Materials provided:
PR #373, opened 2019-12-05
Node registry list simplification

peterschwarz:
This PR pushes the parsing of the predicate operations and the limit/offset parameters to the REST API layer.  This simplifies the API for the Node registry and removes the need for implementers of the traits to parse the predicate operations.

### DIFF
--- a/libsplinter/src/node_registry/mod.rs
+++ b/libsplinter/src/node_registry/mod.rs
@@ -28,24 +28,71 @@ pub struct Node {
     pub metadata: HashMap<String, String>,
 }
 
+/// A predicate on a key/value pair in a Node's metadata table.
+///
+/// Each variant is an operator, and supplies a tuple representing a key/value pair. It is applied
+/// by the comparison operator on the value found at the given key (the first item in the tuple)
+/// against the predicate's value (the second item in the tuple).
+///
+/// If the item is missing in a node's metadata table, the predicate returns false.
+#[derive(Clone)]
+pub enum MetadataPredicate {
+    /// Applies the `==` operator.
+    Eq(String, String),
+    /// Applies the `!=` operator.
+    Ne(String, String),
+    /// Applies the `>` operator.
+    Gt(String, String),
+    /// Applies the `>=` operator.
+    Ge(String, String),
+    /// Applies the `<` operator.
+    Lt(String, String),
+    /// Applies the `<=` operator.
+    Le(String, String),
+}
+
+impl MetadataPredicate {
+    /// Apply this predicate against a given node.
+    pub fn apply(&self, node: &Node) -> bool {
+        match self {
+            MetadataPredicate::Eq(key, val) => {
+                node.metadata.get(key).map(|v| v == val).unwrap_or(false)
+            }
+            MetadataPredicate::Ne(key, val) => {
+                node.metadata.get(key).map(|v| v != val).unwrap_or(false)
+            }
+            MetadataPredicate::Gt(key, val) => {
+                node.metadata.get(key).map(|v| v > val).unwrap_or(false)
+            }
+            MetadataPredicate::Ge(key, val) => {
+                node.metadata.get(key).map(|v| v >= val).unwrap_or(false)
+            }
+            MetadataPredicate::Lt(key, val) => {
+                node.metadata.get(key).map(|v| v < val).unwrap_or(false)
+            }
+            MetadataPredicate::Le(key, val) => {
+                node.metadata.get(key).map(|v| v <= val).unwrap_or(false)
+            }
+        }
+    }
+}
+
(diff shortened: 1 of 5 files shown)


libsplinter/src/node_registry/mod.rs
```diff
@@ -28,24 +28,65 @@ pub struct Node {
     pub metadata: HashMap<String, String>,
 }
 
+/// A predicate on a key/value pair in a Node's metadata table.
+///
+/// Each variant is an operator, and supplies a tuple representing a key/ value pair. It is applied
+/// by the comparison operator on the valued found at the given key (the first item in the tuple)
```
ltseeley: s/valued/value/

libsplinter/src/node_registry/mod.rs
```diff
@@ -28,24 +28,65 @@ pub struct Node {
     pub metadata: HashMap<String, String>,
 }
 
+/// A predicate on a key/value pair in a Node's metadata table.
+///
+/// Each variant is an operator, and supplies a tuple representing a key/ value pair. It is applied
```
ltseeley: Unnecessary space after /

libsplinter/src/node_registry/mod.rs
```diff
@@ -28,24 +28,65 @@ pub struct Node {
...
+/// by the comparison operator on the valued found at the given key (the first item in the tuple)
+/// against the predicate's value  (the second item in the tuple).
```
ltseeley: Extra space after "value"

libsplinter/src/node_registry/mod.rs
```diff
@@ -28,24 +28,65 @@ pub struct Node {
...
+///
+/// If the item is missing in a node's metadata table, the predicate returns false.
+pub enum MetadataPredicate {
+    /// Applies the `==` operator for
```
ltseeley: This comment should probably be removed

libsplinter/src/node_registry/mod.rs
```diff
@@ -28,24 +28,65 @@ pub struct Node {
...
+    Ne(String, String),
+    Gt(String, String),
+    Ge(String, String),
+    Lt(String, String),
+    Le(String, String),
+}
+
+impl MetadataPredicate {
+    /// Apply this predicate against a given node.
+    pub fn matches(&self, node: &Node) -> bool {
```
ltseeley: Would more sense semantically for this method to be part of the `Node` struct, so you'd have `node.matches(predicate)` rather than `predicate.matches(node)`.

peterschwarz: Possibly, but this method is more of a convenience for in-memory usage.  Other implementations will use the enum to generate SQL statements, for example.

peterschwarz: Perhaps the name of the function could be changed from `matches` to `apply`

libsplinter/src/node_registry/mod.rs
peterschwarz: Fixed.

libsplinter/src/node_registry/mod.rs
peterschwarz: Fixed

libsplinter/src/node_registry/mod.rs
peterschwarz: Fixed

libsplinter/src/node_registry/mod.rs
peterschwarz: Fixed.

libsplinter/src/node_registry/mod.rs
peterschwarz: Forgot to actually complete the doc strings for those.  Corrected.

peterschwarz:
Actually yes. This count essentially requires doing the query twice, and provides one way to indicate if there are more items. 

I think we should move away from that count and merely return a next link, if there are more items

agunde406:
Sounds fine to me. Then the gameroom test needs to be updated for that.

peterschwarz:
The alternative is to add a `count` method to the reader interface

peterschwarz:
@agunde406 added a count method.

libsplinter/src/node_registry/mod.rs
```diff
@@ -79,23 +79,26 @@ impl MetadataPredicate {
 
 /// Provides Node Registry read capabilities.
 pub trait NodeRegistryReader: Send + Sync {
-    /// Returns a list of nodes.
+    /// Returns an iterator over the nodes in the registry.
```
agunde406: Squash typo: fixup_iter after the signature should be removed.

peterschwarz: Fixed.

Exercise requirements: All of the data needs to be repeated exactly.

Answer for the task:
PR #373, opened 2019-12-05
Node registry list simplification

peterschwarz:
This PR pushes the parsing of the predicate operations and the limit/offset parameters to the REST API layer.  This simplifies the API for the Node registry and removes the need for implementers of the traits to parse the predicate operations.

### DIFF
--- a/libsplinter/src/node_registry/mod.rs
+++ b/libsplinter/src/node_registry/mod.rs
@@ -28,24 +28,71 @@ pub struct Node {
     pub metadata: HashMap<String, String>,
 }
 
+/// A predicate on a key/value pair in a Node's metadata table.
+///
+/// Each variant is an operator, and supplies a tuple representing a key/value pair. It is applied
+/// by the comparison operator on the value found at the given key (the first item in the tuple)
+/// against the predicate's value (the second item in the tuple).
+///
+/// If the item is missing in a node's metadata table, the predicate returns false.
+#[derive(Clone)]
+pub enum MetadataPredicate {
+    /// Applies the `==` operator.
+    Eq(String, String),
+    /// Applies the `!=` operator.
+    Ne(String, String),
+    /// Applies the `>` operator.
+    Gt(String, String),
+    /// Applies the `>=` operator.
+    Ge(String, String),
+    /// Applies the `<` operator.
+    Lt(String, String),
+    /// Applies the `<=` operator.
+    Le(String, String),
+}
+
+impl MetadataPredicate {
+    /// Apply this predicate against a given node.
+    pub fn apply(&self, node: &Node) -> bool {
+        match self {
+            MetadataPredicate::Eq(key, val) => {
+                node.metadata.get(key).map(|v| v == val).unwrap_or(false)
+            }
+            MetadataPredicate::Ne(key, val) => {
+                node.metadata.get(key).map(|v| v != val).unwrap_or(false)
+            }
+            MetadataPredicate::Gt(key, val) => {
+                node.metadata.get(key).map(|v| v > val).unwrap_or(false)
+            }
+            MetadataPredicate::Ge(key, val) => {
+                node.metadata.get(key).map(|v| v >= val).unwrap_or(false)
+            }
+            MetadataPredicate::Lt(key, val) => {
+                node.metadata.get(key).map(|v| v < val).unwrap_or(false)
+            }
+            MetadataPredicate::Le(key, val) => {
+                node.metadata.get(key).map(|v| v <= val).unwrap_or(false)
+            }
+        }
+    }
+}
+
(diff shortened: 1 of 5 files shown)


libsplinter/src/node_registry/mod.rs
```diff
@@ -28,24 +28,65 @@ pub struct Node {
     pub metadata: HashMap<String, String>,
 }
 
+/// A predicate on a key/value pair in a Node's metadata table.
+///
+/// Each variant is an operator, and supplies a tuple representing a key/ value pair. It is applied
+/// by the comparison operator on the valued found at the given key (the first item in the tuple)
```
ltseeley: s/valued/value/

libsplinter/src/node_registry/mod.rs
```diff
@@ -28,24 +28,65 @@ pub struct Node {
     pub metadata: HashMap<String, String>,
 }
 
+/// A predicate on a key/value pair in a Node's metadata table.
+///
+/// Each variant is an operator, and supplies a tuple representing a key/ value pair. It is applied
```
ltseeley: Unnecessary space after /

libsplinter/src/node_registry/mod.rs
```diff
@@ -28,24 +28,65 @@ pub struct Node {
...
+/// by the comparison operator on the valued found at the given key (the first item in the tuple)
+/// against the predicate's value  (the second item in the tuple).
```
ltseeley: Extra space after "value"

libsplinter/src/node_registry/mod.rs
```diff
@@ -28,24 +28,65 @@ pub struct Node {
...
+///
+/// If the item is missing in a node's metadata table, the predicate returns false.
+pub enum MetadataPredicate {
+    /// Applies the `==` operator for
```
ltseeley: This comment should probably be removed

libsplinter/src/node_registry/mod.rs
```diff
@@ -28,24 +28,65 @@ pub struct Node {
...
+    Ne(String, String),
+    Gt(String, String),
+    Ge(String, String),
+    Lt(String, String),
+    Le(String, String),
+}
+
+impl MetadataPredicate {
+    /// Apply this predicate against a given node.
+    pub fn matches(&self, node: &Node) -> bool {
```
ltseeley: Would more sense semantically for this method to be part of the `Node` struct, so you'd have `node.matches(predicate)` rather than `predicate.matches(node)`.

peterschwarz: Possibly, but this method is more of a convenience for in-memory usage.  Other implementations will use the enum to generate SQL statements, for example.

peterschwarz: Perhaps the name of the function could be changed from `matches` to `apply`

libsplinter/src/node_registry/mod.rs
peterschwarz: Fixed.

libsplinter/src/node_registry/mod.rs
peterschwarz: Fixed

libsplinter/src/node_registry/mod.rs
peterschwarz: Fixed

libsplinter/src/node_registry/mod.rs
peterschwarz: Fixed.

libsplinter/src/node_registry/mod.rs
peterschwarz: Forgot to actually complete the doc strings for those.  Corrected.

peterschwarz:
Actually yes. This count essentially requires doing the query twice, and provides one way to indicate if there are more items. 

I think we should move away from that count and merely return a next link, if there are more items

agunde406:
Sounds fine to me. Then the gameroom test needs to be updated for that.

peterschwarz:
The alternative is to add a `count` method to the reader interface

peterschwarz:
@agunde406 added a count method.

libsplinter/src/node_registry/mod.rs
```diff
@@ -79,23 +79,26 @@ impl MetadataPredicate {
 
 /// Provides Node Registry read capabilities.
 pub trait NodeRegistryReader: Send + Sync {
-    /// Returns a list of nodes.
+    /// Returns an iterator over the nodes in the registry.
```
agunde406: Squash typo: fixup_iter after the signature should be removed.

peterschwarz: Fixed.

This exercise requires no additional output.